** Opening Records to use block **

PR #9843, opened 2026-06-10
fix: remove ClipboardSending handler in proxy destructors (use-after-free)

### LINKED ISSUE #9842: Use-after-free: ServerProxy destructor does not remove ClipboardSending handler (SIGSEGV in ClipboardChunk::send on image copy + reconnect)
## Summary

`ServerProxy::~ServerProxy()` removes its `StreamInputReady` event handler but **not** the `ClipboardSending` handler it registered in the constructor. If a `ClipboardSending` event is still queued when the `ServerProxy` is destroyed (e.g. a reconnect/teardown races an in-flight clipboard transfer), the event loop later dispatches the handler against the freed `ServerProxy`, producing a use-after-free and a SIGSEGV in the clipboard send path.

This reproduces in the field most reliably when **copying a large image** (multi-MB NSPasteboard bitmap on macOS) while the client connection is unstable, because the large transfer is split into multiple `ClipboardSending` chunk events that sit in the queue long enough for a reconnect to occur mid-transfer.

## Affected code

`src/lib/client/ServerProxy.cpp` — constructor registers the handler:

```cpp
m_events->addHandler(EventTypes::ClipboardSending, this, [this](const auto &e) {
    ClipboardChunk::send(m_stream, e.getDataObject());
});
```

…but the destructor only removes `StreamInputReady`:

```cpp
ServerProxy::~ServerProxy()
{
    setKeepAliveRate(-1.0);
    m_events->removeHandler(EventTypes::StreamInputReady, m_stream->getEventTarget());
    // missing: m_events->removeHandler(EventTypes::ClipboardSending, this);
}
```

The same registration pattern (and missing removal) is present in `ClientProxy1_6`.

Verified present on `master` as of 2026-06-09.

## Crash signature (observed in the field)

Platform: macOS 15.7.8 (Darwin 24.6.0), Apple Silicon (arm64). Observed on the synergy-core 1.20.1-dev fork (Synergy 3.6.1), whose `ServerProxy` is identical to current deskflow `master`.

```
Exception: EXC_BAD_ACCESS (SIGSEGV)
Subtype:   KERN_INVALID_ADDRESS at 0x0000000000000020

Faulting thread (App::runEventsLoop):
  ProtocolUtil::vwritef(IStream*, const char*, unsigned int, char*)   +56
  ProtocolUtil::writef(IStream*, const char*, ...)                    +100
  ClipboardChunk::send(IStream*, void*)                               +352
  EventQueue::dispatchEvent(Event const&)                            +116
  EventQueue::loop()                                                 +340
  App::runEventsLoop(void*)                                           +24
  Thread::threadFunc(void*)                                          +132
```

Crash PC disassembly (the virtual `IStream::write` dispatch):

```asm
ldr  x8, [x20]        ; x20 = IStream* this = 0x20  <-- load vtable from 0x20 → fault
ldr  x8, [x8, #0x20]  ; vtable + 0x20 → write()
mov  x0, x20
blr  x8
```

`x20` (the `IStream* stream` passed to `ClipboardChunk::send`) is `0x20` — the value read from `m_stream` (offset 8) of the freed `ServerProxy`, i.e. reused/garbage heap memory rather than a valid pointer. `FAR = 0x20` confirms the dereference of that bogus pointer.

## Sequence

1. Image copied on the client → `OSXClipboard` reads NSPasteboard → `StreamChunker::sendClipboard()` enqueues multiple `ClipboardSending` chunk events.
2. Connection drops / reconnects mid-transfer → `Client` tears down and destroys its `ServerProxy`.
3. `ClipboardSending` handler (bound to the freed `ServerProxy`) is **not** removed from the `EventQueue`.
4. Event-loop thread dispatches the next `ClipboardSending` event → lambda dereferences the dangling `this` → reads garbage `m_stream` → virtual call through a `0x20` vtable → SIGSEGV.

## Proposed fix

Remove the handler in the destructor (mirror the constructor registration):

```cpp
ServerProxy::~ServerProxy()
{
    setKeepAliveRate(-1.0);
    m_events->removeHandler(EventTypes::StreamInputReady, m_stream->getEventTarget());
    m_events->removeHandler(EventTypes::ClipboardSending, this);   // add this
}
```

Apply the equivalent removal wherever `ClientProxy1_6` registers `ClipboardSending`.

## Notes

- This is distinct from #8625 (clipboard-too-large buffer overrun) and the PR #9663 unmarshal size-check work — those are on the *receive/unmarshal* side; this is a lifetime/UAF bug on the *send* side.
- Workaround for affected users: set `clipboardSharing = false` (or a very small `clipboardSharingSize`) on the server, or stabilize the link (wired) to avoid reconnects during transfers.

dreamingbinary:
## Description

`ServerProxy` (client side) and `ClientProxy1_6` (server side) each register an
`EventTypes::ClipboardSending` handler bound to `this` in their constructors, but
neither destructor removes it:

- `ServerProxy::~ServerProxy()` removed only `StreamInputReady`.
- `ClientProxy1_6` used a defaulted destructor (`~ClientProxy1_6() override = default;`) that removed nothing.

If a `ClipboardSending` event is still queued when the proxy is destroyed — e.g. a
reconnect/teardown racing an in-flight clipboard transfer — the event loop later
dispatches the handler against the freed proxy. The captured `this` is dangling;
reading `m_stream` off freed memory yields garbage and the subsequent virtual
`IStream::write` call faults.

Observed in the field on macOS (Apple Silicon) as `EXC_BAD_ACCESS` /
`KERN_INVALID_ADDRESS` in `ClipboardChunk::send` → `ProtocolUtil::vwritef`, most
reproducibly when copying a large image (multi-MB pasteboard data is split into
several `ClipboardSending` chunk events, widening the race window) over an
unstable link. The faulting `IStream*` was the small value `0x20`, i.e. a field
read from the freed proxy rather than a valid stream pointer.

The fix removes the `ClipboardSending` handler in both destructors so it can no
longer fire after the proxy is gone, mirroring each constructor's registration.

## AI tools used for this PR

Claude (Anthropic, Opus 4.8) was used, operated by the repository owner, to:
symbolicate the crash reports, locate the constructor/destructor mismatch in the
source, author the one-line-per-class fix, and draft this PR and the linked issue.
All changes were reviewed by a human before submission.

## Fixed/related issues

fixes: #9842

## How has this been tested?

- Environment: macOS 15.7.8 (Darwin 24.6.0), Apple Silicon (M3), Qt 6.11.1, OpenSSL 3.6.2, CMake/Ninja Release build.
- `deskflow-core` builds cleanly with the change; both modified translation units (`ServerProxy.cpp`, `ClientProxy1_6.cpp`) compile, binary links and runs (`deskflow-core version` reports the patched commit).
- Runtime smoke: client mode boots, reads config, starts, retries connection and shuts down cleanly with no crash / no crash report.
- The fix itself is verified by inspection: each constructor's `addHandler(EventTypes::ClipboardSending, this, …)` now has a matching `removeHandler(EventTypes::ClipboardSending, this)` in the destructor. The original SIGSEGV is a teardown race (a `ClipboardSending` event dispatched after the proxy is freed), which is inherently non-deterministic to reproduce on demand; removing the handler at destruction makes the dangling dispatch impossible.

Maintainers: please confirm the `removeHandler` signature/target matches the registration in your event-queue API — happy to adjust if a different overload is preferred.

## Notes

This is distinct from the clipboard-too-large / unmarshal size-check work (receive
side); this is a handler-lifetime use-after-free on the send side, present in both
the client and server clipboard paths.

### DIFF
--- a/src/lib/client/ServerProxy.cpp
+++ b/src/lib/client/ServerProxy.cpp
@@ -55,6 +55,7 @@ ServerProxy::~ServerProxy()
 {
   setKeepAliveRate(-1.0);
   m_events->removeHandler(EventTypes::StreamInputReady, m_stream->getEventTarget());
+  m_events->removeHandler(EventTypes::ClipboardSending, this);
 }
 
 void ServerProxy::resetKeepAliveAlarm()
--- a/src/lib/server/ClientProxy1_6.cpp
+++ b/src/lib/server/ClientProxy1_6.cpp
@@ -26,6 +26,11 @@ ClientProxy1_6::ClientProxy1_6(const std::string &name, deskflow::IStream *strea
   });
 }
 
+ClientProxy1_6::~ClientProxy1_6()
+{
+  m_events->removeHandler(EventTypes::ClipboardSending, this);
+}
+
 void ClientProxy1_6::setClipboard(ClipboardID id, const IClipboard *clipboard)
 {
   // ignore if this clipboard is already clean
--- a/src/lib/server/ClientProxy1_6.h
+++ b/src/lib/server/ClientProxy1_6.h
@@ -16,7 +16,7 @@ class ClientProxy1_6 : public ClientProxy1_5
 {
 public:
   ClientProxy1_6(const std::string &name, deskflow::IStream *adoptedStream, Server *server, IEventQueue *events);
-  ~ClientProxy1_6() override = default;
+  ~ClientProxy1_6() override;
 
   void setClipboard(ClipboardID id, const IClipboard *clipboard) override;
   bool recvClipboard() override;


sithlord48 (changes requested):
Tons of redundant comments here.. the commit message is WAY To long (the first line is fine)

nbolton (changes requested):
Please reduce comments only to ones that explain why the line is needed in exceptional circumstances where the code is not self-documenting. A one-liner comment is often far more useful, as it's more likely to be read. Also helps to have a space above the comment for readability if the comment is truly needed.

sithlord48:
Not a single line needs a comment for these changes every single line is pretty self documenting in this case.

sithlord48:
Pretty sure it should be removing the handle from `m_stream->getEventTarget()` .

dreamingbinary:
Thanks for the reviews — I've pushed an update that drops all the comments (agreed, the lines are self-documenting) and trims the commit message to the subject line.

On removing from `m_stream->getEventTarget()`: I don't think that's right here. The `ClipboardSending` handler is registered against `this`, not the stream's event target — see `ServerProxy.cpp:46` and `ClientProxy1_6.cpp:24` (`addHandler(EventTypes::ClipboardSending, this, …)`). Since `removeHandler` has to match the target the handler was added with, removing against `this` is the correct pairing.

The handler that *does* use `m_stream->getEventTarget()` is the adjacent `StreamInputReady` one (`ServerProxy.cpp:43`), which is already removed with that same target — I suspect that's the source of the mix-up. Happy to switch both the registration and removal to `getEventTarget()` if you'd prefer that convention, but as written the add/remove pair is consistent.

sithlord48 (approved):
Ok, @nbolton I'll leave landing to you so you can review.

nbolton (approved):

** Closing Records to use block **

_Brief_. Across the whole listing, show each line where the word "removes" occurs.

_Expected answer_.
`ServerProxy::~ServerProxy()` removes its `StreamInputReady` event handler but **not** the `ClipboardSending` handler it registered in the constructor. If a `ClipboardSending` event is still queued when the `ServerProxy` is destroyed (e.g. a reconnect/teardown races an in-flight clipboard transfer), the event loop later dispatches the handler against the freed `ServerProxy`, producing a use-after-free and a SIGSEGV in the clipboard send path.
…but the destructor only removes `StreamInputReady`:
neither destructor removes it:
The fix removes the `ClipboardSending` handler in both destructors so it can no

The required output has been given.